DIRECTIONS FOR THIS TASK: Please return the whole listing exactly.

EXERCISE MATERIALS:

PR #4527, opened 2021-12-08
Remove MenuRegistry in favour of dependency injection 

### LINKED ISSUE #4475: Injectables in Main Process
Now that we have a way to inject dependencies (#4338) in renderer process, it would be very nice to as well have a symmetrical solution in main process for the same benefits.

jansav:
# What we did
1. We removed a typical registry `MenuRegistry` and replaced it with an injectable `ElectronMenuItems`.  The injectable instantiates a MobX-computed observed from all applicable extensions. With this, we propose dependency injection over shared global state, and reactivity over statefulness.
2. With removal of MenuRegistry, also an instance of `Singleton`-base-class got removed. With this, we also limit shared global state.
3. Now that there is friendlier unit-testability, we added unit tests for said `ElectronMenuItems`.
4. We made sure that “Extension API” remains unmolested.
5. We made injectables usable in `Main` process similar to `Renderer`.

# Rationale
We recognized implementations of base-classes `Singleton` and `BaseRegistry` as main causes of problems like **code rigidity**, **non-testability**, **tendency to bug** etc. These classes describe shared global state, logical dependencies, and statefulness over reactivity. Now that we have infrastructure in place to inject dependencies (i.e. `injectable`), we can replace these anti-patterns with dependency injection. It is also handy that outsourcing lifecycles (e.g. singleton) to DI comes naturally, without the dependee even knowing about it.

# What’s next:
1. We will keep applying this solution to other registries for same benefits.

Closes #4475.


src/extensions/extension-loader.ts
```diff
@@ -248,25 +247,7 @@ export class ExtensionLoader extends Singleton {
...
-        if (removedExtension.id === extension.id) {
-          removeItems.forEach(remove => {
-            remove();
-          });
-        }
-      });
-
-      return removeItems;
-    });
+    this.autoInitExtensions(() => Promise.resolve([]));
```
jansav, line 250: Notice how we no longer need to dispose items from a state when extension is disabled or removed.

src/main/index.ts
```diff
@@ -236,8 +239,10 @@ app.on("ready", async () => {
   logger.info("🖥️  Starting WindowManager");
   const windowManager = WindowManager.createInstance();
 
+  const menuItems = di.inject(electronMenuItemsInjectable);
+
   onQuitCleanup.push(
-    initMenu(windowManager),
+    initMenu(windowManager, menuItems),
```
jansav, line 246: This would be cleaner if function `initMenu` was `injectable`. @panuhorsmalahti would you like to do this with us? :)

src/extensions/extension-loader.ts
```diff
@@ -248,25 +247,7 @@ export class ExtensionLoader extends Singleton {
...
   }
```
jansav, line 254: Notice how we no longer need to dispose items from a state when extension is disabled or removed.

src/main/getDiForUnitTesting.ts
```diff
@@ -0,0 +1,59 @@
...
+
+export const getDiForUnitTesting = () => {
+  const di: ConfigurableDependencyInjectionContainer = createContainer();
+
+  getInjectableFilePaths()
+    .map(key => {
+      // eslint-disable-next-line @typescript-eslint/no-var-requires
+      const injectable = require(key).default;
+
+      if (!injectable) {
```
jweak: is this needed? If it is, probably a better log than just the key would be nice.

Iku-turso: Hmm. This `if` should not be here at all. Removing. Nice catch :)

src/main/getDiForUnitTesting.ts
```diff
@@ -0,0 +1,59 @@
...
+        console.log(key);
+      }
+
```
Iku-turso:
```suggestion
```

src/extensions/extension-loader.ts
Nokel81: Yes I have wanted to do this for some time, I even made https://github.com/lensapp/lens/pull/2245 about 10 months ago, but no one wanted to me to pursue it.

src/main/index.ts
```diff
@@ -61,11 +61,15 @@ import { FilesystemProvisionerStore } from "./extension-filesystem";
 import { SentryInit } from "../common/sentry";
 import { ensureDir } from "fs-extra";
 import { Router } from "./router";
-import { initMenu } from "./menu";
+import { initMenu } from "./menu/menu";
```
Nokel81, line 62: why change this import?

src/main/index.ts
```diff
@@ -61,11 +61,15 @@ import { FilesystemProvisionerStore } from "./extension-filesystem";
...
 import { initTray } from "./tray";
 import { kubeApiRequest, shellApiRequest, ShellRequestAuthenticator } from "./proxy-functions";
 import { AppPaths } from "../common/app-paths";
 import { ShellSession } from "./shell-session/shell-session";
+import { getDi } from "./getDi";
+import electronMenuItemsInjectable from "./menu/electron-menu-items.injectable";
```
Nokel81, line 68: why is this "electron" menu items?

src/extensions/extensions.injectable.ts
```diff
@@ -0,0 +1,42 @@
...
+import { computed, IComputedValue } from "mobx";
+import { ExtensionLoader } from "./extension-loader";
+import type { LensExtension } from "./lens-extension";
+
+const extensionsInjectable: Injectable<
+  IComputedValue<LensExtension[]>,
+  { extensionLoader: ExtensionLoader }
+> = {
+  getDependencies: () => ({
+    extensionLoader: ExtensionLoader.createInstance(),
```
Nokel81: No you aren't supposed to create the instances in more than once place.

src/extensions/extension-loader.ts
```diff
@@ -47,7 +46,7 @@ const logModule = "[EXTENSIONS-LOADER]";
  */
 export class ExtensionLoader extends Singleton {
   protected extensions = observable.map<LensExtensionId, InstalledExtension>();
-  protected instances = observable.map<LensExtensionId, LensExtension>();
+  instances = observable.map<LensExtensionId, LensExtension>();
```
Nokel81: I don't think this should be public. A getter for the list of instances could be useful if it doesn't already exist.

src/main/menu/electron-menu-items.test.ts
```diff
@@ -0,0 +1,132 @@
+/**
```
Nokel81, line 1: Please put test files under a `__test__` folder

src/main/menu/electron-menu-items.injectable.ts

EXERCISE RESULT:
PR #4527, opened 2021-12-08
Remove MenuRegistry in favour of dependency injection 

### LINKED ISSUE #4475: Injectables in Main Process
Now that we have a way to inject dependencies (#4338) in renderer process, it would be very nice to as well have a symmetrical solution in main process for the same benefits.

jansav:
# What we did
1. We removed a typical registry `MenuRegistry` and replaced it with an injectable `ElectronMenuItems`.  The injectable instantiates a MobX-computed observed from all applicable extensions. With this, we propose dependency injection over shared global state, and reactivity over statefulness.
2. With removal of MenuRegistry, also an instance of `Singleton`-base-class got removed. With this, we also limit shared global state.
3. Now that there is friendlier unit-testability, we added unit tests for said `ElectronMenuItems`.
4. We made sure that “Extension API” remains unmolested.
5. We made injectables usable in `Main` process similar to `Renderer`.

# Rationale
We recognized implementations of base-classes `Singleton` and `BaseRegistry` as main causes of problems like **code rigidity**, **non-testability**, **tendency to bug** etc. These classes describe shared global state, logical dependencies, and statefulness over reactivity. Now that we have infrastructure in place to inject dependencies (i.e. `injectable`), we can replace these anti-patterns with dependency injection. It is also handy that outsourcing lifecycles (e.g. singleton) to DI comes naturally, without the dependee even knowing about it.

# What’s next:
1. We will keep applying this solution to other registries for same benefits.

Closes #4475.


src/extensions/extension-loader.ts
```diff
@@ -248,25 +247,7 @@ export class ExtensionLoader extends Singleton {
...
-        if (removedExtension.id === extension.id) {
-          removeItems.forEach(remove => {
-            remove();
-          });
-        }
-      });
-
-      return removeItems;
-    });
+    this.autoInitExtensions(() => Promise.resolve([]));
```
jansav, line 250: Notice how we no longer need to dispose items from a state when extension is disabled or removed.

src/main/index.ts
```diff
@@ -236,8 +239,10 @@ app.on("ready", async () => {
   logger.info("🖥️  Starting WindowManager");
   const windowManager = WindowManager.createInstance();
 
+  const menuItems = di.inject(electronMenuItemsInjectable);
+
   onQuitCleanup.push(
-    initMenu(windowManager),
+    initMenu(windowManager, menuItems),
```
jansav, line 246: This would be cleaner if function `initMenu` was `injectable`. @panuhorsmalahti would you like to do this with us? :)

src/extensions/extension-loader.ts
```diff
@@ -248,25 +247,7 @@ export class ExtensionLoader extends Singleton {
...
   }
```
jansav, line 254: Notice how we no longer need to dispose items from a state when extension is disabled or removed.

src/main/getDiForUnitTesting.ts
```diff
@@ -0,0 +1,59 @@
...
+
+export const getDiForUnitTesting = () => {
+  const di: ConfigurableDependencyInjectionContainer = createContainer();
+
+  getInjectableFilePaths()
+    .map(key => {
+      // eslint-disable-next-line @typescript-eslint/no-var-requires
+      const injectable = require(key).default;
+
+      if (!injectable) {
```
jweak: is this needed? If it is, probably a better log than just the key would be nice.

Iku-turso: Hmm. This `if` should not be here at all. Removing. Nice catch :)

src/main/getDiForUnitTesting.ts
```diff
@@ -0,0 +1,59 @@
...
+        console.log(key);
+      }
+
```
Iku-turso:
```suggestion
```

src/extensions/extension-loader.ts
Nokel81: Yes I have wanted to do this for some time, I even made https://github.com/lensapp/lens/pull/2245 about 10 months ago, but no one wanted to me to pursue it.

src/main/index.ts
```diff
@@ -61,11 +61,15 @@ import { FilesystemProvisionerStore } from "./extension-filesystem";
 import { SentryInit } from "../common/sentry";
 import { ensureDir } from "fs-extra";
 import { Router } from "./router";
-import { initMenu } from "./menu";
+import { initMenu } from "./menu/menu";
```
Nokel81, line 62: why change this import?

src/main/index.ts
```diff
@@ -61,11 +61,15 @@ import { FilesystemProvisionerStore } from "./extension-filesystem";
...
 import { initTray } from "./tray";
 import { kubeApiRequest, shellApiRequest, ShellRequestAuthenticator } from "./proxy-functions";
 import { AppPaths } from "../common/app-paths";
 import { ShellSession } from "./shell-session/shell-session";
+import { getDi } from "./getDi";
+import electronMenuItemsInjectable from "./menu/electron-menu-items.injectable";
```
Nokel81, line 68: why is this "electron" menu items?

src/extensions/extensions.injectable.ts
```diff
@@ -0,0 +1,42 @@
...
+import { computed, IComputedValue } from "mobx";
+import { ExtensionLoader } from "./extension-loader";
+import type { LensExtension } from "./lens-extension";
+
+const extensionsInjectable: Injectable<
+  IComputedValue<LensExtension[]>,
+  { extensionLoader: ExtensionLoader }
+> = {
+  getDependencies: () => ({
+    extensionLoader: ExtensionLoader.createInstance(),
```
Nokel81: No you aren't supposed to create the instances in more than once place.

src/extensions/extension-loader.ts
```diff
@@ -47,7 +46,7 @@ const logModule = "[EXTENSIONS-LOADER]";
  */
 export class ExtensionLoader extends Singleton {
   protected extensions = observable.map<LensExtensionId, InstalledExtension>();
-  protected instances = observable.map<LensExtensionId, LensExtension>();
+  instances = observable.map<LensExtensionId, LensExtension>();
```
Nokel81: I don't think this should be public. A getter for the list of instances could be useful if it doesn't already exist.

src/main/menu/electron-menu-items.test.ts
```diff
@@ -0,0 +1,132 @@
+/**
```
Nokel81, line 1: Please put test files under a `__test__` folder

src/main/menu/electron-menu-items.injectable.ts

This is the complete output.